東欧では新工場稼働/生産能力増強、ロシアでは延期していた新工場の稼働

2016/09/16

要約

 西欧17カ国のライトビークルの販売台数は、LMC Automotiveによれば、2015年が前年比8.9%増の1,318万台、2016年1-8月は前年同期比7.2%増の934万台と増加を続けている。こうした中、日系自動車部品メーカーによる欧州での事業展開では、欧米自動車メーカー・部品メーカーからの受注拡大を図るものが引き続き多い。炭素繊維製品、安全技術分野での生産・事業体制構築も目立つ。

欧州全般:営業・開発拠点の強化、一部事業領域の整理

 曙ブレーキは、営業・開発人員を増強し量産メーカーへの受注拡大を目指す。日本電産エレシスは、先進運転支援システム(ADAS)の開発拠点設立を計画。トヨタ紡織は、トヨタおよび上級車向け以外の内装事業を売却。
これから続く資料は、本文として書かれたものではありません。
PR #1217, opened 2024-05-22
Add an outline template and sort each outline according to the template

pavpanchekha:
This PR is pretty big but the idea is simple. Right now, the outline for each chapter is in "source order". This is OK for early chapters, but eventually that order becomes pretty random because the inliner does not preserve source order well. Fixing the source so that the inliner outputs the order we want is hard (I've tried).

This PR thus introduces a better way to put the outline in a coherent order: the outline template. This template can be found in `book/outline.txt`, and just lists all the classes, constants, and functions in the same syntax as output by the outliner. If you then call the outliner with `--template book/outline.txt`, it'll construct an outline for the chapter you want, and sort it to be in the same order as the template. (If the template is missing any methods, it'll error.) This way, all chapters output classes and functions in the same order, making it easier to compare for changes.

The exact format is documented a bit at the top of `book/outline.txt`, and the parser I wrote for this format is pretty hacky, but I did look over the outputs and they look good.


pavpanchekha:
Note that this PR depends on #1214, because that PR renames some constants and removes some items from the outline.

chrishtr:
Do you think this PR is necessary to meet the Friday deadline?

pavpanchekha:
I think so—I think the outlines count as copyedited parts of the book content, and they might affect page count / page breaking because we want to keep individual classes together when breaking pages in the outline. (Or if the typesetter wants to make the font smaller and do 2 or 3 columns.)

pavpanchekha:
I've spent a bunch of time looking at outlines recently and it really is difficult to compare them chapter-by-chapter without sorting them in the same order. (I did #1211 and #1214 by sorting alphabetically but a semantic order is clearly better. The outline roughly follows the browser rendering pipeline for the order.)

book/outline.txt
```diff
@@ -0,0 +1,465 @@
...
+def get_tabindex(node)
+
+# HTML parser
+def show(body)
+def lex(body)
+class HTMLParser:
+    SELF_CLOSING_TAGS
+    HEAD_TAGS
+    def __init__(body)
+    def parse()
```
chrishtr, line 43: How did you choose the order of the methods? Something better than alphabetical?

pavpanchekha: At the top level, sort of attempting to follow the browser rendering pipeline back to front, with similar methods & classes together. Within a class there were a lot more judgement calls but vaguely similar things should be together, and, say, layout should go before paint.

chrishtr (approved):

ドイツ:営業体制の強化、生産拠点の再編・強化、炭素繊維・安全技術分野の事業体制構築など

 ドイツでは、ドイツメーカー向け営業拠点設立(旭化成、芦森工業パイオラックス)、生産体制の集約化・強化(住友ゴム:現地3子会社を集約化・開発拠点も新設、日清紡ブレーキ:2工場を統合し新建屋増設も、武蔵精密:M&A)、炭素繊維製品の生産体制強化(帝人:材料から成型までの一貫生産体制、三井物産:現地エンジニアリング会社に資本参加、三菱レイヨン:量産車向け中間基材の新工場)、先進安全にかかわる画像認識技術開発の新会社設立(デンソー)により、欧州自動車メーカーからの受注拡大を目指している。
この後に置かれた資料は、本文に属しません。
PR #1218, opened 2024-05-22
Fix tests which were failing for dumb reasons

pavpanchekha:
I'm not sure what happened (shouldn't CI have caught this) but I fixed a few code blocks to parallel the renamed constants in #1211

### DIFF
--- a/infra/runtests.py
+++ b/infra/runtests.py
@@ -25,7 +25,8 @@ IGNORE_FILES = [
     ".*",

西欧(除くドイツ):生産能力増強・工場再編、企業買収、販売体制強化

 生産能力増強では、カルソニックカンセイの英国でのコックピットモジュール、積水化成品のオランダでの発泡樹脂原材料とドイツを候補地とする成形・加工工場の新設計画、ユニプレスの英国での骨格部品などがあり、工場再編では、ジェイテクトの欧州全体での軸受工場の再編による収益基盤強化の動きがみられる。M&Aでは、アルファによるスウェーデンの鍵メーカーグループ買収、東レによるイタリアの炭素繊維プリプレグメーカー買収、ハイレックスによるイタリアのウインドレギュレーター・メーカー買収がみられる。トピー工業はイタリアのスチールホイールメーカーとの資本関係を強化。販売体制強化では、ヨロズがパリ郊外に欧州事務所を開設。いずれも欧州メーカーを主とした事業拡大を目指すもの。

東欧:新工場の稼働・生産能力増強が続く

 東欧では、日欧系メーカー等からの受注に対応した新工場の稼働(JSR:高機能合成ゴム、住友理工:ホース、ハイレックス:ドアモジュール)や生産能力の増強(日本電産:モーター、ハイレックス:ウインドレギュレーターなど、サンデンホールディングス:エアコンシステムの新ライン立ち上げ)がみられる。

ロシア:市場縮小のなか新工場を稼働

 ロシアの2016年1-8月の自動車販売台数は前年同期比14.9%減の90万台と2015年1月以来20カ月連続のマイナスが続いている。2016年1-6月の生産台数も61万台(同16.2%減)と低水準。このため、日系部品メーカーの新設工場の稼働延期が続いていたが、大同メタル(トラックエンジン用軸受)、ハイレックス(コントロールケーブルなど)が、2016年に入って稼働に踏み切った。

モロッコ/トルコ:新工場の建設・稼働、現地企業への出資による増産計画

 モロッコでは、旭硝子が自動車ガラスの合弁工場新設を計画。トルコでは、GSユアサがトルコ企業に50%出資し、鉛蓄電池の増産を計画。住友ゴムが、合弁新工場での乗用車用ラジアルタイヤを生産開始。